Output an exact reproduction of the data.

[Data shown]:

________________________

PR #649, opened 2023-05-15
Add an exact-sized stream trait

martinthomson:
If we're going to use streams, there will come a time where we need to be somewhat more definite about the length of the stream.  Our contexts need to know how many records are processed for a given step, so being able to interrogate a stream to determine its length will help a fair bit.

________________________

[Task output]:
PR #649, opened 2023-05-15
Add an exact-sized stream trait

martinthomson:
If we're going to use streams, there will come a time where we need to be somewhat more definite about the length of the stream.  Our contexts need to know how many records are processed for a given step, so being able to interrogate a stream to determine its length will help a fair bit.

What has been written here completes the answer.